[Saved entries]
══════════

PR #76, opened 2021-09-27
adjust decorators to use event map interfaces

gmurray81:
These are changes to go along with the blazor generation switching to inspecting the event map interfaces to discover which events to generate, and renaming some of the colliding methods rather than the colliding events.


gmurray81:
note, because I can't use decorators on interface members, an alternateName is conveyed through a comment in those places, rather than a decorator.

rkaraivanov (approved):

PR #77, opened 2021-09-28
Add slider component

### LINKED ISSUE #39: Slider component
_Estimated Delivery Sprint - Sprint 4_

- [x] Research
- [x] Specification
- [x] API Documentation
- [x] Design implementation

mtsvyatkova:
Closes #39


rkaraivanov:
@mtsvyatkova 
Ok, can we take a different approach for slider component.

Can we:
* Separate the thumb logic and implementation as a separate component
* Make use of the `@watch` decorator we have in the repository instead of calling `requestUpdate`. As
a bonus it can wait for the first update paint.
* The implementation is very "Angularish" which is maybe not the correct approach in this case.

Maybe we can get together in a session and discuss the points above

src/components/slider/slider-base.ts
```diff
@@ -0,0 +1,515 @@
...
+    this.showThumbLabels();
+  };
+
+  private handleThumbPointerLeave = () => {
+    this.hideThumbLabels();
+  };
+
+  protected renderTicks() {
+    const groups = [];
+    for (let i = 0; i < this.totalTickCount(); i++) {
```
rkaraivanov, line 398:
```suggestion
    for (let i = 0, totalCount = totalTickCount(); i < totalCount; i++) {
```
A little nitpick but I don't think we need to call the method on each iteration. Or maybe cache the tick count and update it when the ticks properties change.

rkaraivanov (changes requested):
LGTM with some suggestions.

Also, add an entry into the changelog

DiyanDimitrov:
@gmurray81, Could you please take a look at the public API of the slider components and let us know if it will work ok for Blazor? I have some concerns for the range slider.  We have `lower` and `upper` value properties and a single `igcInput/igcChange` event is emitted when any of the two values is changed. Is that going to work ok for the Blazor bindings?

gmurray81:
Thanks for the heads up @DiyanDimitrov will look into it soon.

gedinakova (approved):

DiyanDimitrov:
> Thanks for the heads up @DiyanDimitrov will look into it soon.

@gmurray81, Did you get a chance to look into this?

gmurray81:
@DiyanDimitrov I think we should be able to make that work as long as the args have the values in them

gmurray81:
but I'll probably need to adjust something in the auto gen, at a guess

rkaraivanov (approved):

simeonoff (approved):

PR #78, opened 2021-09-29
build(*): Build and publish configuration

rkaraivanov:
Modified the entry point of the package.
Components are self-registering now.
Clean-up and fixes around the build process


scripts/_package.json
```diff
@@ -15,6 +16,28 @@
   "bugs": {
     "url": "https://github.com/IgniteUI/igniteui-webcomponents/issues"
   },
+  "keywords": [
+    "webcomponents",
+    "web components",
+    "UI components",
+    "avatar",
+    "badge",
+    "bottom nav",
```
gedinakova, line 25: We don't have a bottom nav yet.

gedinakova (changes requested):

scripts/_package.json
kdinev: I thought the nav drawer serves this purpose with a bottom position, since the mini template is always visible.

gedinakova: Actually, it's exactly the opposite - the mini is never shown when position is top or bottom.

simeonoff (approved):

gedinakova:
@kdinev @rkaraivanov The only thing left here is the README.md Usage section update.

PR #101, opened 2021-11-02
build(*): optimize build process

DiyanDimitrov:
Changes:
- removed `src` folder from the publish build
- changed `lit` to hard dependency
- added `sideEffects: false` in the package.json
- removed themes scss from compiling to ts/js
- removed non-material scss files from compiling to ts/js


scripts/build-styles.js
```diff
@@ -38,7 +38,7 @@ async function sassRender(sourceFile, templateFile, outputFile) {
 
 (async () => {
   const template = path.resolve(process.argv[1], '../styles.tmpl');
-  const paths = await globby(['src/components/**/*.scss', 'src/styles/themes/**/*.scss']);
+  const paths = await globby(['src/components/**/*.material.scss']);
```
gedinakova, line 41: Is this applicable to material only?

scripts/build.js
```diff
@@ -32,7 +31,9 @@ async function buildThemes() {
       outCss = outCss.substr(1);
     }
 
-    await writeFile(DEST_DIR(sassFile.replace(/\.scss$/, '.css')), outCss, 'utf-8');
+    const outputFile = DEST_DIR(sassFile.replace(/\.scss$/, '.css').replace('src/', ''));
```
gedinakova, line 34: How about replacing "src/styles" so we end up with a path like product/themes/theme.file?

gedinakova (changes requested):

scripts/build-styles.js
DiyanDimitrov: Yes, the other component theme files are only used in the global theme files.

scripts/build.js
DiyanDimitrov: Done.

gedinakova (approved):

gedinakova (approved):

rkaraivanov (approved):

PR #110, opened 2021-11-04
feat(calendar): add styles for disabled and special dates

### LINKED ISSUE #98: Calendar is missing disabled and special dates styles
## Description  
Calendar is missing disabled and special dates styles.

## Steps to reproduce  

1. Open the calendar.stories.ts file.
2. Change the disabledDates and specialDates like this:
```ts
  const today = new Date();
  const disabledDates: DateRangeDescriptor[] = [
    {
      type: DateRangeType.Between,
      dateRange: [
        new Date(today.getFullYear(), today.getMonth(), 1),
        new Date(today.getFullYear(), today.getMonth(), 5),
      ],
    },
  ];
  const specialDates: DateRangeDescriptor[] = [
    {
      type: DateRangeType.Between,
      dateRange: [
        new Date(today.getFullYear(), today.getMonth(), 6),
        new Date(today.getFullYear(), today.getMonth(), 10),
      ],
    },
  ];
```

## Result  
There is not visual styling for the disabled and special dates.

## Expected result  
There should be visual styling for the disabled and special dates. Here are Angular Calendar links for reference:
https://www.infragistics.com/products/ignite-ui-angular/angular/components/calendar#disabled-dates
https://www.infragistics.com/products/ignite-ui-angular/angular/components/calendar#special-dates

desig9stein:
closes #98


src/components/calendar/calendar.material.scss
```diff
@@ -5,12 +5,13 @@
 $date-size-large: rem(32px);
 $date-size-medium: rem(28px);
 $date-size-small: rem(24px);
-
+$calendar-bacground: color(surface);
```
simeonoff, line 8:
```suggestion
$calendar-background: color(surface);
```

src/components/calendar/calendar.material.scss
```diff
@@ -5,12 +5,13 @@
...
 
 :host {
     display: flex;
     flex-direction: column;
     font-family: var(--igc-font-family);
+    background: $calendar-bacground;
```
simeonoff, line 14:
```suggestion
    background: $calendar-background;
```

simeonoff (changes requested):

simeonoff (dismissed):

StefanIvanov (approved):

desig9stein:
@DiyanDimitrov @StefanIvanov  after fixing the styling I saw that I am able to navigate over the disabled dates using the keyboard. Is this on purpose? I am asking because I saw that in igniteui for angular this is not possible.

StefanIvanov (approved):

StefanIvanov:
> @DiyanDimitrov @StefanIvanov after fixing the styling I saw that I am able to navigate over the disabled dates using the keyboard. Is this on purpose? I am asking because I saw that in igniteui for angular this is not possible.

This looks like a bug to me, disabled dates should not be possible to navigate to by any means because they are disabled :)

DiyanDimitrov:
> > @DiyanDimitrov @StefanIvanov after fixing the styling I saw that I am able to navigate over the disabled dates using the keyboard. Is this on purpose? I am asking because I saw that in igniteui for angular this is not possible.
> 
> This looks like a bug to me, disabled dates should not be possible to navigate to by any means because they are disabled :)

Actually this is intended behavior in the IgcCalendar. The disabled dates can be navigated using the keyboard, but cannot be selected. When using a screen reader while navigating the disabled dates you will be notified that this date is disabled. If the disabled dates are not focusable we will just skip them without notifying the screen reader why.

DiyanDimitrov:
> > > > @DiyanDimitrov @StefanIvanov after fixing the styling I saw that I am able to navigate over the disabled dates using the keyboard. Is this on purpose? I am asking because I saw that in igniteui for angular this is not possible.
> > > 
> > > 
> > > This looks like a bug to me, disabled dates should not be possible to navigate to by any means because they are disabled :)
> > 
> > 
> > Actually this is intended behavior in the IgcCalendar. The disabled dates can be navigated using the keyboard, but cannot be selected. When using a screen reader while navigating the disabled dates you will be notified that this date is disabled. If the disabled dates are not focusable we will just skip them without notifying the screen reader why.
> 
> ОК I didn't see that use case and it is a valid one, but then how about Angular, should we suggest this as an enhancement there?

Yes, we could implement it with all other design changes that we have made in the IgcCalendar.

simeonoff (dismissed):

DiyanDimitrov:
Clicking on outside days is broken, we should switch the month to previous/next month when clicking leading/trailing days.

DiyanDimitrov:
> Clicking on outside days is broken, we should switch the month to previous/next month when clicking leading/trailing days.

It was an issue with the parts that we apply. I have fixed it.

DiyanDimitrov (approved):

PR #844, opened 2023-07-27
fix(input): wrong padding in indigo theme

SisIvanova:
Related to IgniteUI/igniteui-angular/issues/13255


simeonoff (dismissed):

desig9stein:
Combo and select components have padding after the toggle icon.

Screenshot 2023-07-31 at 17 04 00

simeonoff (approved):

PR #867, opened 2023-08-08
refactor(rating): update the colors for fluent theme according to the UI kit

### LINKED ISSUE #481: Fluent theme, Rating uses wrong colors
## Description  
There are color differences between our fluent theme and [ms fluent](https://developer.microsoft.com/en-us/fluentui#/controls/web/rating#usage)

desig9stein:
closes #481

### DIFF
--- a/src/components/rating/rating-symbol.ts
+++ b/src/components/rating/rating-symbol.ts
@@ -1,5 +1,5 @@
 import { html, LitElement } from 'lit';
-import { styles } from './rating-symbol.base.css';
+import { styles } from './rating-symbol.base.css.js';
 
 /**
  *
--- a/src/components/rating/rating-symbol.ts
+++ b/src/components/rating/rating-symbol.ts
@@ -1,5 +1,5 @@
 import { html, LitElement } from 'lit';
-import { styles } from './rating-symbol.base.css.js';
+import { styles } from './rating-symbol.base.css';
 
 /**
  *
--- a/src/components/rating/rating.fluent.scss
+++ b/src/components/rating/rating.fluent.scss
@@ -4,6 +4,11 @@ $disabled-color: color(gray, 200) !default;
 $disabled-selected-color: color(gray, 500) !default;
 $disabled-label-color: color(gray, 400) !default;
 
+:host {
+    --symbol-full-color: #{color(gray, 900)};
+    --symbol-empty-color: #{color(gray, 700)};
+}
+
 [part='base'],
 :host {
     gap: rem(6px);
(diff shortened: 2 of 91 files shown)


src/components/rating/rating-symbol.ts
```diff
@@ -1,5 +1,5 @@
 import { html, LitElement } from 'lit';
-import { styles } from './rating-symbol.base.css.js';
```
simeonoff, line 2: This should not be removed, keep the .js extension.

src/components/rating/rating.fluent.scss
```diff
@@ -1,9 +1,12 @@
 @use '../../styles/utilities' as *;
 
-$disabled-color: color(gray, 200) !default;
-$disabled-selected-color: color(gray, 500) !default;
 $disabled-label-color: color(gray, 400) !default;
 
+:host {
+    --symbol-full-color: #{color(warn, 900)};
+    --symbol-empty-color: #{color(gray, 700)};
```
simeonoff, line 7: Shouldn't we reflect this in the schema for the rating component as well?

src/components/rating/rating.ts
```diff
@@ -9,10 +9,10 @@ import { Constructor } from '../common/mixins/constructor.js';
 import { EventEmitterMixin } from '../common/mixins/event-emitter.js';
 import { SizableMixin } from '../common/mixins/sizable.js';
 import { clamp, format, isLTR } from '../common/util.js';
-import { styles } from './rating.base.css.js';
-import { styles as bootstrap } from './rating.bootstrap.css.js';
-import { styles as fluent } from './rating.fluent.css.js';
-import { styles as indigo } from './rating.indigo.css.js';
```
simeonoff, line 15: Do not remove the .js extensions from the import statements.

simeonoff (changes requested):

src/components/rating/rating.fluent.scss
desig9stein: Yes, but we can do that when we consume the schema colors for the raring.

simeonoff (approved):

simeonoff (changes requested):
Even though this PR implements the requested changes, it introduces more issues than it resolves. For instance, the selected and unselected symbols in a disabled rating  virtually have the same color. For templated ratings where the same icon is used for both selected and unselected symbols, it will render the rating completely unreadable. Also, the updated colors for selected and unselected rating symbols are too similar in the non-disabled ratings, which decreases the color contrast and consequently accessibility.

@sdimchevski, please reconsider the requested changes.

simeonoff (approved):

sdimchevski:
@simeonoff It does introduce an issue only when the same icon is used for both selected and unselected symbols but using two identical symbols is not that likely. Usually the idea is to have two different symbols like for example one filled icon and one outlined icon. At least that's what is the assumption in Fluent UI where we actually got these colors from.

Screen Shot 2023-08-15 at 14 02 01

PR #871, opened 2023-08-09
refactor: Deprecated validation properties on several components

rkaraivanov:
This is not a breaking change.

Scheduled for removal in v5.0


rkaraivanov:
There is still some work to do, so the stories generation does not emit deprecated properties.

simeonoff (approved):

PR #876, opened 2023-08-11
fix(input): outlined styling issues

### LINKED ISSUE #875: Input/Outlined is not reproduced as expected when it's not filled
## Description  
The Input/Outlined is not reproduced as expected when not filled in the **Disabled** and **Invalid** state.

## Steps to reproduce  

**Invalid state**
1. Select the Input/Docs from the Sidebar
2. Select Outlined to be True
3. Select Invalid to be True
4. Select Required to be True

**Disabled state**
1. Select the Input/Docs from the Sidebar
2. Select Outlined to be True
3. Select Disabled to be True
4. Select Required to be True

## Result

**Invalid state**
The label background is visible, while the label is used as a placeholder because the input is not filled.
image
image

**Disabled state**
image
image

## Expected result

**Invalid state**
When the input is empty, and there is only a placeholder in the Invalid and Disabled state, the border line shouldn't be interrupted.
image
image

**Disabled state**
image
image

## Attachments  

SisIvanova:
Closes #875


simeonoff (approved):

desig9stein:
@SisIvanova When select and combo has no selected value and no placeholder the problem is still there

simeonoff:
@desig9stein Can you verify again?

simeonoff (approved):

══════════

WORK TASK: For the data above, give the number of lines in which the word "stories" appears, and nothing more.

RESULT FOR THIS TASK: 2